> _Work to complete_:
Write only the number of lines in the entries below that contain the word "private".

> _Saved data entries_:
*** Begin section ***
PR #751, opened 2025-05-19
Add CVE-2025-47964 for Symfony UX Twig/Live Component

smnandre:
Related blog post: https://symfony.com/blog/symfony-ux-cve-2025-47946-unsanitized-html-attribute-injection-via-componentattributes

### DIFF
--- a/symfony/ux-live-component/CVE-2025-47946.yaml
+++ b/symfony/ux-live-component/CVE-2025-47946.yaml
@@ -3,6 +3,6 @@ link:   https://symfony.com/blog/symfony-ux-cve-2025-47946-unsanitized-html-attr
 cve:    CVE-2025-47946
 branches:
     2.x:
-        time:       2025-05-19 14:05:00
+        time:       2025-05-19 12:05:00
         versions:   ['<2.25.1']
 reference: composer://symfony/ux-live-component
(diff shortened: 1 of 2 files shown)


symfony/ux-live-component/CVE-2025-47946.yaml
```diff
@@ -0,0 +1,8 @@
+title:  "symfony/ux-live-component Unsanitized HTML attribute injection via ComponentAttributes"
+link:   https://symfony.com/blog/symfony-ux-cve-2025-47946-unsanitized-html-attribute-injection-via-componentattributes
+cve:    CVE-2025-47946
+branches:
+    2.x:
+        time:       2025-05-19 12:05:00
+        versions:   ['<2.25.1']
+reference: composer://symfony/ux-live-component
```
stof, line 8: Is ux-live-component actually impacted directly or only through its dependency on ux-twig-component (which would be reported anyway through the other advisory) ?

smnandre: I'd say directly as attribute were created and rendered directly from ux-live-component... no ?

stof: what happens if you use symfony/ux-live-component 2.24 with symfony/ux-twig-component 2.25.1 ? Would we still have the security issue, or would be it solved by the patch in symfony/ux-twig-component 2.25.1 ? That's the main question here (if updating only symfony/ux-twig-component to 2.25.1 removes the security vulnerability, we don't need an advisory for symfony/ux-live-component).

The fact that symfony/ux-live-component might be buggy (due to some double-escaping in places where it was working around the TwigComponent vulnerability before) when installing it alongside the patched ux-twig-component is a different topic (as this is not about a security issue)

smnandre: > ymfony/ux-live-component 2.24 with symfony/ux-twig-component 2.25.1

It would crash in multiple LiveComponent places, as ComponentAttributes would not have its second required argument when instancied (in live compoonent code)

stof (approved):

PR #763, opened 2026-04-18
Add CVE-2026-24765

sebastianbergmann:


phpunit/phpunit/CVE-2026-24765.yaml
```diff
@@ -0,0 +1,20 @@
+title:     Unsafe Deserialization in PHPT Code Coverage Handling
+link:      https://github.com/sebastianbergmann/phpunit/security/advisories/GHSA-vvj3-c3rp-c85p
+cve:       CVE-2026-24765
+branches:
+    8.5.x:
+        time:     2026-01-27 05:21:14
+        versions: ['>=8.0.0', '<8.5.52']
```
glaubinix: @sebastianbergmann the GitHub advisory states that any version `<8.5.52` is affected by this. You are setting this to `>=8.0.0` saying that e.g. 7.x versions aren't affected by this. Just confirming that this is intentional.

stof (approved):

phpunit/phpunit/CVE-2026-24765.yaml
sebastianbergmann: I do not know whether PHPUnit <= 7 is affected or not and PHPUnit <= 7 do not get any changes/fixes anymore.

stof: The code in 7.5.20 looks to be the same than the code in 8.5 before the patch, so I think it is safe to assume it is also vulnerable. Removing this lowest bound to mark PHPUnit 7 and older as vulnerable makes sense IMO.

PR #762, opened 2026-04-18
Add GHSA-qrr6-mg7r-m243

sebastianbergmann:

PR #764, opened 2026-04-18
Add option to validate a single file

sebastianbergmann:
Validate a single YAML file

`validator.php` now accepts an optional path to a YAML file as its first argument. When provided, only that file is validated instead of the entire repository.

Usage:

```
php validator.php                                           # validate everything (unchanged)
php validator.php phpunit/phpunit/GHSA-qrr6-mg7r-m243.yaml  # validate single file
```

Relative and absolute paths are both accepted. If the given file does not exist, the command prints an error and exits with a non-zero status.

This makes it much faster to check a single advisory while authoring or reviewing it, without waiting for the full directory scan.

I found this helpful while working on https://github.com/FriendsOfPHP/security-advisories/pull/762.


glaubinix (approved):
Thank you! Looks helpful and works as advertised!

PR #769, opened 2026-05-20
Add advisories for Twig Security Release 2026-1

nicolas-grekas:
From https://symfony.com/blog/twig-3-26-0-released


jderusse (approved):

glaubinix (commented):
@nicolas-grekas all commit times say 2026-05-13 08:00:00 but looking at the Twig repo none of the fixes landed in 3.x before today 08:00:00. Think it's totally fine to not have exact commit times here as you all have enough work already but would at least set this to 2026-05-20 08:00:00 otherwise the time property becomes useless/harmful

CVE + titles seem to match commits. Links are still 404 though

nicolas-grekas:
Dates updated. The link will be fixed once we publish the corresponding blog posts. Should happen soon.

glaubinix (approved):
Thank you!

stof (approved):

PR #780, opened 2026-06-03
Add GHSA-2wwr-9x6f-88gp

javiereguiluz:


easycorp/easyadmin-bundle/GHSA-2wwr-9x6f-88gp.yaml
```diff
@@ -0,0 +1,10 @@
+title:     Path traversal and reflected XSS in Flag and Icon Twig components
+link:      https://github.com/EasyCorp/EasyAdminBundle/security/advisories/GHSA-2wwr-9x6f-88gp
+branches:
+    4.x:
+        time:     ~
+        versions: ['>=4.0.0', '<4.29.10']
```
glaubinix: The GitHub advisory states that all versions `<=4.29.9` are affected. Which one is true?

easycorp/easyadmin-bundle/GHSA-2wwr-9x6f-88gp.yaml
```diff
@@ -0,0 +1,10 @@
...
+    5.x:
+        time:     ~
```
glaubinix:
```suggestion
        time:  2026-05-28 18:30:00
```

easycorp/easyadmin-bundle/GHSA-2wwr-9x6f-88gp.yaml
```diff
@@ -0,0 +1,10 @@
+title:     Path traversal and reflected XSS in Flag and Icon Twig components
+link:      https://github.com/EasyCorp/EasyAdminBundle/security/advisories/GHSA-2wwr-9x6f-88gp
+branches:
+    4.x:
+        time:     ~
```
glaubinix:
```suggestion
        time:  2026-05-28 18:30:00
```

easycorp/easyadmin-bundle/GHSA-2wwr-9x6f-88gp.yaml
javiereguiluz: They should be equivalent ... but I updated this to use the same as in the security advisory.

javiereguiluz:
I did the requested changes. Thanks for reviewing this.

easycorp/easyadmin-bundle/GHSA-2wwr-9x6f-88gp.yaml
```diff
@@ -0,0 +1,10 @@
+title:     Path traversal and reflected XSS in Flag and Icon Twig components
+link:      https://github.com/EasyCorp/EasyAdminBundle/security/advisories/GHSA-2wwr-9x6f-88gp
+branches:
+    4.x:
+        time:     2026-05-28 18:30:00
+        versions: ['<=4.29.9', '<4.29.10']
```
stof: having 2 upper bounds does not make sense.

easycorp/easyadmin-bundle/GHSA-2wwr-9x6f-88gp.yaml
glaubinix: I think something went wrong with edit there. But this is not what i was asking. The GH security advisory states that versions 3.x, 2.x, 1.x are also affected by this. `['>=4.0.0', '<4.29.10']` says that only version 4.x (and 5.x) are affected.

easycorp/easyadmin-bundle/GHSA-2wwr-9x6f-88gp.yaml
```diff
@@ -0,0 +1,10 @@
...
+    5.x:
+        time:     2026-05-28 18:30:00
+        versions: ['<=5.0.9', '<5.0.10']
```
stof: this needs a lower bound `>=5.0.0`, otherwise the range would match the 4.29.10 version.

stof (changes requested):

easycorp/easyadmin-bundle/GHSA-2wwr-9x6f-88gp.yaml
javiereguiluz: I'm sorry. It's the first time I do this. I've updated both the GitHub advisory and this PR, so hopefully this is better now. Thanks.

easycorp/easyadmin-bundle/GHSA-2wwr-9x6f-88gp.yaml
javiereguiluz: Yes, I mixed things up. It should be better now. Thanks!

stof (approved):

stof:
Once you get a CVE id for this advisory (if you requested one), please submit another PR to update the advisory here with the CVE info.

glaubinix:
@stof now the constraint in the GitHub advisory is `>=4.0.0, <4.29.10` but here it is `['<4.29.10']`

PR #783, opened 2026-06-03
Add advisory for CVE-2026-48019 in laravel/framework

pavons-netsons:
https://github.com/laravel/framework/security/advisories/GHSA-5vg9-5847-vvmq


stof (changes requested):
As Laravel also ships subtree packages for each of their component, an advisory should also be added for the `illuminate/mail` package, so that `composer audit` can detect vulnerable versions when using the component package rather than the whole framework package.

stof (approved):

PR #785, opened 2026-06-04
Improve validator performance

javiereguiluz:
When I recently added a new advisory to this repo, I run the `validator.php` script to ensure it's correct.

However, I found that it was a bit slow to run (~24 seconds). I see that the validator is making a network call to search on Packagist per advisory, instead of per package.

1,166 files in this repo trigger a network search, but they only represent 311 distinct packages, so we can avoid 73% of network calls with some memoization.

Performance comparation:

```bash
$ time php validator.php

Before:  23.92s user 3.69s system 98% cpu 28.027 total
After:    6.54s user 0.98s system 88% cpu  8.468 total
```

### DIFF
--- a/validator.php
+++ b/validator.php
@@ -31,6 +31,7 @@ final class Validate extends Command
 {
     private Parser $parser;
     private array $composerRepositories = array();
+    private array $composerPackageExists = array();
     private Config $composerConfig;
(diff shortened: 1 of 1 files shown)


glaubinix (approved):
Amazing, thank you!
*** End section ***
> _The answer_:
4